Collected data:
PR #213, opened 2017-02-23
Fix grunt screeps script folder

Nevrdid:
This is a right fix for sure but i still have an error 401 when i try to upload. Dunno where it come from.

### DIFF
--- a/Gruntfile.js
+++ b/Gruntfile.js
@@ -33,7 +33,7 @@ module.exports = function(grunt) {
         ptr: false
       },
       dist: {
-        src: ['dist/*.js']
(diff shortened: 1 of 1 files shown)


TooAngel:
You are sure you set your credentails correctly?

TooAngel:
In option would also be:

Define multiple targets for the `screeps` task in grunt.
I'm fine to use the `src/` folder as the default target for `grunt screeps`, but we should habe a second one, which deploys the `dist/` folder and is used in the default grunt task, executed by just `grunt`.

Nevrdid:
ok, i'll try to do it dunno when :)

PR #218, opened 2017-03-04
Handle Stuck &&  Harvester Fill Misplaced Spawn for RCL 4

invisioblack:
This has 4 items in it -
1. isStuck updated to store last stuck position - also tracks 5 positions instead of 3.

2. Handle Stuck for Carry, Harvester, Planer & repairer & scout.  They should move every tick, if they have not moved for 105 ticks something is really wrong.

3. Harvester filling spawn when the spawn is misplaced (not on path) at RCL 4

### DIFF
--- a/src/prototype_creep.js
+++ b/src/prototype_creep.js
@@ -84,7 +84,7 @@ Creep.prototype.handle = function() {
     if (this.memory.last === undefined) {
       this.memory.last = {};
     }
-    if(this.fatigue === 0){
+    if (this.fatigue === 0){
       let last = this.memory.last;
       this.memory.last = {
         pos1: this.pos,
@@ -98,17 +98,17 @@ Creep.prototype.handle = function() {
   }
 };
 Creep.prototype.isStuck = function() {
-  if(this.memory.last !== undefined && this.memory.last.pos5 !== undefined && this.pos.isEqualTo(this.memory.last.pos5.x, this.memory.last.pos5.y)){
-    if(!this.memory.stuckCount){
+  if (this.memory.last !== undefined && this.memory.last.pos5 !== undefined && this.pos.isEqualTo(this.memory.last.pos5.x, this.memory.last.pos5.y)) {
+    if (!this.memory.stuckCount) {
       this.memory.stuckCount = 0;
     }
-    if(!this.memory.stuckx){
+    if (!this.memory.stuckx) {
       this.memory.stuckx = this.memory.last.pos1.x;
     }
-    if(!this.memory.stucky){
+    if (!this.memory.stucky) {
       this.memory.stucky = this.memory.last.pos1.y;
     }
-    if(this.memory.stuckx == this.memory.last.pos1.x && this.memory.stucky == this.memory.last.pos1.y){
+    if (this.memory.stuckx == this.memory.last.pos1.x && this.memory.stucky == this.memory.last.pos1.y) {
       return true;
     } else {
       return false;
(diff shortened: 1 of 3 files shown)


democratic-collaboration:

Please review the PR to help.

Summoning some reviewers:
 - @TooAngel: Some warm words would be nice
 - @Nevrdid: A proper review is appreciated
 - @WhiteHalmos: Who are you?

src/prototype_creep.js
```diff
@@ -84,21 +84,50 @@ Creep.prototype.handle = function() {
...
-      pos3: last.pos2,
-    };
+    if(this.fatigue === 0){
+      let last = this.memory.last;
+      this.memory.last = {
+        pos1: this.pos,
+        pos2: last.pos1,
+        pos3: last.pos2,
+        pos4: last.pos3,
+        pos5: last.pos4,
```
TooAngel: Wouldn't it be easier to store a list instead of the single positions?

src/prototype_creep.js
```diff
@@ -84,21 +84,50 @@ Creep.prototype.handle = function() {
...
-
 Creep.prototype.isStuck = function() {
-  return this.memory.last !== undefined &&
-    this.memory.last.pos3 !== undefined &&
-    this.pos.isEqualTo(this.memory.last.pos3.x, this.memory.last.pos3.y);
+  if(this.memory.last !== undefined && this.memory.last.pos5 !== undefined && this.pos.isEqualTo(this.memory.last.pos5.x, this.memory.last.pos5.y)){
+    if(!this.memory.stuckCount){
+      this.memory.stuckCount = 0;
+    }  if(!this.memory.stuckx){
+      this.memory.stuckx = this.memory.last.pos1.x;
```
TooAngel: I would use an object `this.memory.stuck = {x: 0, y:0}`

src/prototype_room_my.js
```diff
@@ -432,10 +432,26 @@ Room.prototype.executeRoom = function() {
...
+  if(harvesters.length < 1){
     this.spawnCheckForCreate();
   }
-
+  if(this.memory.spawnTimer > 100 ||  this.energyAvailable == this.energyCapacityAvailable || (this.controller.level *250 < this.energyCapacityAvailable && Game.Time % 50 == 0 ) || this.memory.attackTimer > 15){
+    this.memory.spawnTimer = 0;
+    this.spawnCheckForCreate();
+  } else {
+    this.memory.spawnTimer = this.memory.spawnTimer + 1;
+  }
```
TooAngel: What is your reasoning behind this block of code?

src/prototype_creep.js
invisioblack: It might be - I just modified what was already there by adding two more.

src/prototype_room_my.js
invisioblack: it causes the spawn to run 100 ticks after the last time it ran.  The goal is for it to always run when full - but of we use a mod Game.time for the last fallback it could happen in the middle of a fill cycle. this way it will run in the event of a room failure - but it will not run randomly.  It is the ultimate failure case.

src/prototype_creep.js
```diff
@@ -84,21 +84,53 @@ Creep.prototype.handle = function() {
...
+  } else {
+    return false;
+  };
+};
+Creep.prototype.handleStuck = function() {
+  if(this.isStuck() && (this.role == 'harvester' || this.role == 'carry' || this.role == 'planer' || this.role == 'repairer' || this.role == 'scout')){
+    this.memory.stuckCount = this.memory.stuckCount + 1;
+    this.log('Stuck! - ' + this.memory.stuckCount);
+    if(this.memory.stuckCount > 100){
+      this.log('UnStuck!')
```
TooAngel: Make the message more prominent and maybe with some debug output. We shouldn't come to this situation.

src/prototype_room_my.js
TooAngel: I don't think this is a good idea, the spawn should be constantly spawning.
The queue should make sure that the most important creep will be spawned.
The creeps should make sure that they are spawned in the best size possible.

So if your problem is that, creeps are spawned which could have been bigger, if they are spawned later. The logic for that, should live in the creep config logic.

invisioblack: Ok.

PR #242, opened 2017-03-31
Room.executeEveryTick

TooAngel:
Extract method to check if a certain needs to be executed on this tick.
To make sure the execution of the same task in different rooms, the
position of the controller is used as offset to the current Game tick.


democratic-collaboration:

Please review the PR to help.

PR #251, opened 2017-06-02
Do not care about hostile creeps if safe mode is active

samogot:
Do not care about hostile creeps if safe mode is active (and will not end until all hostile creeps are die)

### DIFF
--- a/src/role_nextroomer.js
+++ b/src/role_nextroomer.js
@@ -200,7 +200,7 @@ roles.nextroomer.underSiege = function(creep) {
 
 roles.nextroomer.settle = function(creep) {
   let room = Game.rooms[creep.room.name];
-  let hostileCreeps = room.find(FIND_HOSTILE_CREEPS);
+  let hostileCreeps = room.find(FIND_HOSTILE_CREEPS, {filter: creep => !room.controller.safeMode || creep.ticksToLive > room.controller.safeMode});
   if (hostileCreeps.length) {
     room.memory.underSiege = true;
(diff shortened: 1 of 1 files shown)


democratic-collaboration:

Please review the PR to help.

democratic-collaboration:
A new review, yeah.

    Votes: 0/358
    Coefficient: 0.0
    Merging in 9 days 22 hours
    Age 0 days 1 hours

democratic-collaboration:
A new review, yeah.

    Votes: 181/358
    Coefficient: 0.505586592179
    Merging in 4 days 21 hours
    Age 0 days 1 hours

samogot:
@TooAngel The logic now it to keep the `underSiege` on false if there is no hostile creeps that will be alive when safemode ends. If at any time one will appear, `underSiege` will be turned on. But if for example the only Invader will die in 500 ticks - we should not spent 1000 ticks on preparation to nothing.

- [PROBLEM STATEMENT]:
Looking through the data above, copy out each line in which the string "active" occurs.

- [RESULT]:
Do not care about hostile creeps if safe mode is active
Do not care about hostile creeps if safe mode is active (and will not end until all hostile creeps are die)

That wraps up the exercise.